Postas tais considerações, orientamos as empresas, em caso de serem vítimas de golpe similar, que realizem os seguintes procedimentos:
·        Registrar boletim de ocorrência na delegacia de repressão a estelionato e outras fraudes;
·        Enviar notificação extra-judicial informando os vícios constantes do contrato e o não reconhecimento deste;
·        Em não cessando as cobranças indevidas, deverá ser proposta ação judicial para que seja declarada a nulidade ou anulação do contrato.
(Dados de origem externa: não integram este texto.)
PR #4501, opened 2018-07-25
Use libc++ instead of stdlibc++ for Xamarin.Mac too.

rolfbjarne:
See 0d317207702d33cf78cf10d9a56adcda18d68329 for more info.

Also revert a series of commits that bumps min macOS version from 10.7 to 10.9


VincentDondain:
Ah... That wasn't a hardcore fix, had to know where to look at (:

Vale asseverar que a necessidade de propositura da ação apenas ocorrerá nos casos em que a empresa fraudulenta não cessar as cobranças indevidas, ocasião na qual poderá ser pleiteada a reparação de danos materiais e morais, o que já foi realizado conforme se extrai da sentença prolatada nos autos do processo nº 2009.01.1.184203-9, pelo 5º Juizado Especial Cível de Brasília, conforme se extrai da parte dispositiva a seguir transcrita:
“Isto posto, com amparo nos motivos acima declinados, JULGO PROCEDENTE os pedidos deduzidos na inicial e, com isso, resolvo o feito com análise de mérito na forma do art. 269, I do CPC. De consequência, declaro nulo o ajuste de fls. 19, proibindo a Ré de efetuar qualquer cobrança ou adotar medidas de restrição ao crédito em face do referido pacto, devendo desconstituir eventuais anotações ou protestos já realizados, bem como condeno-a ao pagamento de R$ 5.000,00 (cinco mil reais) a título de indenização por danos morais, montante que deve ser devidamente corrigido e atualizado, através de correção monetária pelo INPC e juros simples de 1% (um por cento) ao mês a contar da prova da cobrança indevida (24/08/2009 - fls. 24). Sem custas nem honorários. Com o trânsito em julgado e decorridos 15 (quinze) dias sem o pagamento voluntário da condenação, deverá incidir multa de 10% (dez por cento), por força do art. 475-J do CPC”.
Isso posto, conclui-se que apesar da inexigibilidade do crédito, as empresas vitimadas deverão tomar as devidas precauções para embasar a nulidade do contrato ou sua anulabilidade caso necessário propor ação judicial.